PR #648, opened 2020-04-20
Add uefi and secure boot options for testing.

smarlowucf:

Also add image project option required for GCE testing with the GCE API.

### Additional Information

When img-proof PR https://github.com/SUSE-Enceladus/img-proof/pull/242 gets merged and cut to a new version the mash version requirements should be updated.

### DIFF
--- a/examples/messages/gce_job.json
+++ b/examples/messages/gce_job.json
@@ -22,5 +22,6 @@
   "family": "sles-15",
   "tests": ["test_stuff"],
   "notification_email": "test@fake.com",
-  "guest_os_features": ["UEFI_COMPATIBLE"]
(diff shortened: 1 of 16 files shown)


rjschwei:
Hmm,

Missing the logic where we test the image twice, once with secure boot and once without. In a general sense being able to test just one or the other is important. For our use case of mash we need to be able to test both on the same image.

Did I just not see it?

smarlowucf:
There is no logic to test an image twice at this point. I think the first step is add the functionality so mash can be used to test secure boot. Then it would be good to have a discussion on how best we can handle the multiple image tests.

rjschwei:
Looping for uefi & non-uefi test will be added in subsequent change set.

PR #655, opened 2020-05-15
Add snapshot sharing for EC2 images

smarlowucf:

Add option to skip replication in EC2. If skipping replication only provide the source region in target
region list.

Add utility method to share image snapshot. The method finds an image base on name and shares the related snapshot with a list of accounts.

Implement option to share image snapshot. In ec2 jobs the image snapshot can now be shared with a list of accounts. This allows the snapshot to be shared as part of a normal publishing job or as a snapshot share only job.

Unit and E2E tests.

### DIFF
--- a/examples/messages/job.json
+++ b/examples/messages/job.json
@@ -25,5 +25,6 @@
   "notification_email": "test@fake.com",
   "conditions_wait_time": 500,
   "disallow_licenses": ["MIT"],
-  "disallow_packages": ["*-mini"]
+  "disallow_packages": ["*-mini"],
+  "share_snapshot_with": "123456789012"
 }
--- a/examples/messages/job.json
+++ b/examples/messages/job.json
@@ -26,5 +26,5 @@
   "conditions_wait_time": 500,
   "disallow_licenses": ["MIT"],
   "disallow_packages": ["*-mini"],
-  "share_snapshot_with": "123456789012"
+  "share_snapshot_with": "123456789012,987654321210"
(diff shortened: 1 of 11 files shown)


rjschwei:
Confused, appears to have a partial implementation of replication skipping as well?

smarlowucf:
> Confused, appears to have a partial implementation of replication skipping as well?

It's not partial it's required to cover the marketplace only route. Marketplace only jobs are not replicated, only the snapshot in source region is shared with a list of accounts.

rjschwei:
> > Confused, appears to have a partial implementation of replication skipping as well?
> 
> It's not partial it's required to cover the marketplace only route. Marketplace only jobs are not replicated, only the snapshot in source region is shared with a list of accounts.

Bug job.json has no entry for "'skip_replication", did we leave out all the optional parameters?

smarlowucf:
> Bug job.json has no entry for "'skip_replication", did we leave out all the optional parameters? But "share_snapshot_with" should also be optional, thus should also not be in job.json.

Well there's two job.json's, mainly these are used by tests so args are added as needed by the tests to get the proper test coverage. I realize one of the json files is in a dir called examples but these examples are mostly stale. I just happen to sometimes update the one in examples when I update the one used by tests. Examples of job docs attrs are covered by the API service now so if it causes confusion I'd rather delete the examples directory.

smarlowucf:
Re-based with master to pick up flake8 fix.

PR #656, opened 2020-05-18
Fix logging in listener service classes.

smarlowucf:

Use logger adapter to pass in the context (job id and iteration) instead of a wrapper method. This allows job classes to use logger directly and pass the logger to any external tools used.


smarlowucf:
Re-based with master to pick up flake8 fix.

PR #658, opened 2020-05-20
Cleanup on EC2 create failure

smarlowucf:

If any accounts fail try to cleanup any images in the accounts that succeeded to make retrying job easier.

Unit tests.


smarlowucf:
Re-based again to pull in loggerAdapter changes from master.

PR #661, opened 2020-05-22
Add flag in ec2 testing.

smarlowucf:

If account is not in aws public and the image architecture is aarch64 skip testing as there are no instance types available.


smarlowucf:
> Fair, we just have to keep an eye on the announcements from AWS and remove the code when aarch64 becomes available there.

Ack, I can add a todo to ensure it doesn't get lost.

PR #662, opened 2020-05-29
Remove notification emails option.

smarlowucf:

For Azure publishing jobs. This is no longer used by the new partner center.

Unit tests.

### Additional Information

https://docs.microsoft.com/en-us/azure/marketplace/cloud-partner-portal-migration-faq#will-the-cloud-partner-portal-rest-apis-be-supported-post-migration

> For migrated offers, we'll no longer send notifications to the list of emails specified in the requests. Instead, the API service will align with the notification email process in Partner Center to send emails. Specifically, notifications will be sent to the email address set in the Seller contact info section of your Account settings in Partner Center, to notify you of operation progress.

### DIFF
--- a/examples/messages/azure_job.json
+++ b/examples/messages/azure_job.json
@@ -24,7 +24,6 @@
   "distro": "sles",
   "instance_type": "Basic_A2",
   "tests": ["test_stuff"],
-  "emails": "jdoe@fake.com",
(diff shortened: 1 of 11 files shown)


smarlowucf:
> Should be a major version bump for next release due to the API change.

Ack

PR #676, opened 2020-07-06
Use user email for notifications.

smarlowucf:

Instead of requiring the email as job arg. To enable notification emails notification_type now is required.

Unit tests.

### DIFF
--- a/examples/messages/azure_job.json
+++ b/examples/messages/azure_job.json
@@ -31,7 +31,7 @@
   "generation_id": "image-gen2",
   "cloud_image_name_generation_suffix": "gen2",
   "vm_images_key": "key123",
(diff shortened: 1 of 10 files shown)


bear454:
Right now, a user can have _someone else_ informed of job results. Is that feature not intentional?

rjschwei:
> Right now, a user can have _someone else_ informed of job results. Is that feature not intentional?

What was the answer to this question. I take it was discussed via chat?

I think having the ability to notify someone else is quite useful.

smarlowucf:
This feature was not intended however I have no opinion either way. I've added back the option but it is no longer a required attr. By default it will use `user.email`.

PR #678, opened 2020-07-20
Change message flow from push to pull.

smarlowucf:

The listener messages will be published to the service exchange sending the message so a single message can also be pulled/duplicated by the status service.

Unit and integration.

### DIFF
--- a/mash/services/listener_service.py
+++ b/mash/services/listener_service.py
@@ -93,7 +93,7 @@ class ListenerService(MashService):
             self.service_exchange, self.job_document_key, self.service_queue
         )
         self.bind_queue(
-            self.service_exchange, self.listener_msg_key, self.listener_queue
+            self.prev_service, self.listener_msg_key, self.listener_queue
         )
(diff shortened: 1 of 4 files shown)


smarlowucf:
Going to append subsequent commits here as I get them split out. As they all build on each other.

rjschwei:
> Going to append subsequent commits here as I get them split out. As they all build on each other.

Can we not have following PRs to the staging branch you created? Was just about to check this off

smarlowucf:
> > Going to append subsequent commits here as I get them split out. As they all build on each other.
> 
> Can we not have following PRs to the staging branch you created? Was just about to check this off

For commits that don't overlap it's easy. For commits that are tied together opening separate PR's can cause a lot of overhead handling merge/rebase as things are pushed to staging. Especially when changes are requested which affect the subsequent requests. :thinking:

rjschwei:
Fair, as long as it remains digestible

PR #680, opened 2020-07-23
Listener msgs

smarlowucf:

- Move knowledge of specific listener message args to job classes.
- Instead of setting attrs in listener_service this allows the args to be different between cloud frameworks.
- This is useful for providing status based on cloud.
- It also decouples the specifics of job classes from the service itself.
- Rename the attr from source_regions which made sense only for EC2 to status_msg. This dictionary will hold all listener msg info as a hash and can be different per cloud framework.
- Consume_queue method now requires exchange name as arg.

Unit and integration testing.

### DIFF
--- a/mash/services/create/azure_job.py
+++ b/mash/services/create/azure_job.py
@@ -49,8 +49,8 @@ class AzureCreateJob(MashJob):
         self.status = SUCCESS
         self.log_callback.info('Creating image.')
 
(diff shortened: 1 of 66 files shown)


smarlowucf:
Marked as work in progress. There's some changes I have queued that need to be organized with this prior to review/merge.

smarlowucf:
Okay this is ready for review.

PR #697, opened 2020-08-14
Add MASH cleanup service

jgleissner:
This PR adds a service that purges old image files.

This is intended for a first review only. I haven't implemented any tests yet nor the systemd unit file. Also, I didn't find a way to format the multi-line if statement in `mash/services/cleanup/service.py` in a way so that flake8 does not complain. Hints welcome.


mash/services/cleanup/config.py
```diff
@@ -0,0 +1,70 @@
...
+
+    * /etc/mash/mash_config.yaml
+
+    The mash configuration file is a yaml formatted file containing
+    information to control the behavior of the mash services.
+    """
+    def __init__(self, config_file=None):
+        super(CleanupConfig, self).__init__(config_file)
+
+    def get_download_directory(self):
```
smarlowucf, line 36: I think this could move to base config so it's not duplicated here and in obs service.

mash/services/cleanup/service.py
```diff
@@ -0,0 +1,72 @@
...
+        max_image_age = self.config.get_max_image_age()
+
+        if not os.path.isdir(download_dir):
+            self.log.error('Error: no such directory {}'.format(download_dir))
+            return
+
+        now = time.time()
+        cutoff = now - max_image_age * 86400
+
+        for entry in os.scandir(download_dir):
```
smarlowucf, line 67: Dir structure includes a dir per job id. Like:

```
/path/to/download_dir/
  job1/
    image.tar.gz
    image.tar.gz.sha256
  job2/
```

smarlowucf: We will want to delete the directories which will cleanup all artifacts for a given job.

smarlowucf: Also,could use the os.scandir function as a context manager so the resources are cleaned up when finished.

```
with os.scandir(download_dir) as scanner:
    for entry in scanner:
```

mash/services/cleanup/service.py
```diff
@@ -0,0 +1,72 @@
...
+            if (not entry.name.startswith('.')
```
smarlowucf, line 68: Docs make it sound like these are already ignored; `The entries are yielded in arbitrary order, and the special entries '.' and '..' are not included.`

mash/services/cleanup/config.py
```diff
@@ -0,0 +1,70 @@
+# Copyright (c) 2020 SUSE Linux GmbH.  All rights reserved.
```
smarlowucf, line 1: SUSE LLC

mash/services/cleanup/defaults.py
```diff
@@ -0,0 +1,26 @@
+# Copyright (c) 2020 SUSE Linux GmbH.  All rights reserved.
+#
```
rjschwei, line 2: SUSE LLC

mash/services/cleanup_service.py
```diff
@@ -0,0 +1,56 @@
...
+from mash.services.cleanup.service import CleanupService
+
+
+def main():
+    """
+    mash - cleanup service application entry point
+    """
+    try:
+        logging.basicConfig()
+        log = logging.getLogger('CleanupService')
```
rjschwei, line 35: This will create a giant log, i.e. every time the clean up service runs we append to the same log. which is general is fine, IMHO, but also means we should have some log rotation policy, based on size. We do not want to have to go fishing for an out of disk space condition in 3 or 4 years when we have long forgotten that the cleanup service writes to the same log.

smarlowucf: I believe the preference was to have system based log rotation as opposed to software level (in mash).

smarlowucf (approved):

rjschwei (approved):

§ **WHAT YOU HAVE TO DO**:
Wherever the string "longer" appears in the records above, copy the line it sits in.

§ **RESPONSE BOX**:
For Azure publishing jobs. This is no longer used by the new partner center.
> For migrated offers, we'll no longer send notifications to the list of emails specified in the requests. Instead, the API service will align with the notification email process in Partner Center to send emails. Specifically, notifications will be sent to the email address set in the Seller contact info section of your Account settings in Partner Center, to notify you of operation progress.
This feature was not intended however I have no opinion either way. I've added back the option but it is no longer a required attr. By default it will use `user.email`.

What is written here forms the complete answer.